The disease often develops in the elderly. The process with severe pain in the ear, the release of pus from the external auditory canal. A terrible complication of necrotizing external otitis is osteomyelitis of the temporal bone.

In addition to otitis, the development of boils in the area of ​​the external auditory canal, dermatosis, seborrhea, inflammation caused by fungi is often noted in diabetics.

Diabetic throat diseases

Among the diseases of the throat in persons suffering from diabetes, most often revealed chronic tonsillitis. A special feature is the fact that these two diseases aggravate each other. Thus, chronic tonsillitis in diabetes mellitus is hidden, with the rapid development of complications and difficult to conventional therapy, and diabetes with the development of tonsillitis goes into a stage of decompensation, often with the development of ketoacidosis .

The clinical feature of chronic tonsillitis in diabetics is the erased course — the disease proceeds with subfebrile temperature, indistinct pharyngoscopic signs and early development of purulent complications. The most dangerous complications of tonsillitis is the development of paratonsillarabscesses, mediastinitis, and phlegmon of the neck.

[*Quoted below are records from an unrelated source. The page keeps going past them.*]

PR #2274, opened 2026-08-28
Route React Native runtime sources through the native relay

aeplay:
🤖 Wires persistent React Native startup through the reviewed native relay frame adapter while retaining the ordinary foreground in-memory Jazz runtime.

Before: the frame adapter existed, but ReactNativeRuntimeSource still rejected persistent configuration and could not attach its normal direct connection manager to the admitted native relay.

After:

- persistent React Native config accepts only a native executor plus opaque admission capability;
- DirectConnectionManager owns relay readiness, reconnect, disconnect, and shutdown;
- SQLite path, schema, database identity, session claims, and admission derivation remain native-only;
- memory mode is unchanged;
- missing admission, incompatible ABI, and relay startup failures surface explicitly;
- reconnect replaces stale failed readiness without clearing a newer concurrent failure.

Example: a transient native readiness failure can recover after reconnect and queries continue through the same foreground in-memory Db. If a newer relay error arrives during that reconnect, the older success cannot erase it.

This completes the library runtime-source seam. First-party Android emulator and iOS simulator acceptance still belongs in the RN test app/device work.

### DIFF
--- a/packages/jazz-tools/src/react-native/README.md
+++ b/packages/jazz-tools/src/react-native/README.md
@@ -1,14 +1,19 @@
 # React Native bindings
 
 This directory restores the React Native binding shape against the v2 runtime.
-It is compile-level scaffolding only: the React hooks, provider, client factory,
-typed schema exports, and auth helper all typecheck, but persistent storage does
-not run yet.
+The foreground JavaScript runtime is deliberately in-memory; persistent storage
+and upstream relay ownership remain in the installed Android/iOS `JazzRelay`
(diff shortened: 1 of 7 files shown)


aeplay:
🤖 Superseded by the native foreground runtime stack beginning at #2310. Runtime sources now attach through the native `NativeDb`/JSI foreground path; retaining this JavaScript relay source would reintroduce a second persistent-runtime implementation with different lifecycle and storage semantics.

PR #374, opened 2025-02-27
fix: allow `$ref` pointers to point to a `null` value

erunion:
I've run into a curious issue where the following schema throws a `MissingPointerError` exception:

```yaml
components:
  examples:
    product:
      value:
        data:
          admission:
            $ref: "#/components/examples/product/value/data/pas"
          pas: null
```

I'm having a hard time understanding _why_ the `Pointer` class is running this substring lookup for if a token _does_ exist but it's `null`, but because the token we're looking for is the last in the list in this block it never ends up running the `for` loop below this line to look for a substring -- resulting in it falling through to throw a `MissingPointerError`.

https://github.com/APIDevTools/json-schema-ref-parser/blob/5303da99a58089ddaa4ae08f01205ae9df102a67/lib/pointer.ts#L108-L122

I've managed to fix this by doing a secondary "does this token exist and is it null? ok return that." check and that has resolved this problem in the dereferencer but I also don't know if this is the best way to fix this, or if it will have downstream effects (no tests break with it), or would be considered as a breaking change.

Changing line 108 to **only** check `this.value[token] === undefined` also fixes this issue but even though no tests break with that I don't know if it's the right fix.

Looking for guidance here!

### DIFF
--- a/lib/pointer.ts
+++ b/lib/pointer.ts
@@ -5,6 +5,8 @@ import * as url from "./util/url.js";
 import { JSONParserError, InvalidPointerError, MissingPointerError, isHandledError } from "./util/errors.js";
 import type { JSONSchema } from "./types";
 
+export const nullSymbol = Symbol('null');
+
 const slashes = /\//g;
 const tildes = /~/g;
 const escapedSlash = /~1/g;
@@ -125,7 +127,9 @@ class Pointer<S extends object = JSONSchema, O extends ParserOptions<S> = Parser
         // actually instead pointing to an existing `null` value then we should use that
         // `null` value.
         if (token in this.value && this.value[token] === null) {
-          this.value = null;
+          // We use a `null` symbol for internal tracking to differntiate between a general `null`
+          // value and our expected `null` value.
+          this.value = nullSymbol;
           continue;
         }
 
--- a/lib/pointer.ts
+++ b/lib/pointer.ts
@@ -121,6 +121,14 @@ class Pointer<S extends object = JSONSchema, O extends ParserOptions<S> = Parser
           continue;
         }
 
+        // If the token we're looking for ended up not containing any slashes but is
+        // actually instead pointing to an existing `null` value then we should use that
+        // `null` value.
+        if (token in this.value && this.value[token] === null) {
+          this.value = null;
+          continue;
+        }
+
         this.value = null;
 
         const path = this.$ref.path || "";
--- a/lib/ref.ts
+++ b/lib/ref.ts
@@ -1,4 +1,4 @@
-import Pointer from "./pointer.js";
+import Pointer, { nullSymbol } from "./pointer.js";
 import type { JSONParserError, MissingPointerError, ParserError, ResolverError } from "./util/errors.js";
 import { InvalidPointerError, isHandledError, normalizeError } from "./util/errors.js";
 import { safePointerToPath, stripHash, getHash } from "./util/url.js";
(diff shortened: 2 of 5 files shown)


jonluca:
This is a great point. 

I think we use `this.value = null` as an explicit check, and don't support the value actually being null. 

Maybe if we change `null` into a `Symbol('null')` and check for that on lines 102 and 124, that's a better solution?

jonluca:
Actually wait, is that a valid schema? It might not be a valid schem. In openapi 3.x, to make a field nullable you set the schema to be `nullable: true`. Does it resolve correctly if you change it to not just be a null value?

erunion:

Features of treatment of diseases of ENT organs in diabetes mellitus

Diabetes mellitus complicates the course of diseases of the inflammatory nature of the ENT organs and forces to make adjustments to the treatment.   Diseases   ear, nose and throat are characterized by a slow and persistent course and are poorly amenable to the usual methods of treatment. In addition, the use of some antibacterial drugs (without them, the treatment of infectious inflammation is impossible) in diabetes mellitus is contraindicated, as they can affect the glycemia level. And the presence of diabetic nephropathy requires dose adjustment of antibiotics. In such a difficult situation, it is difficult for an otolaryngologist to cope alone. Treatment must be carried out jointly by an endocrinologist and an ENT doctor.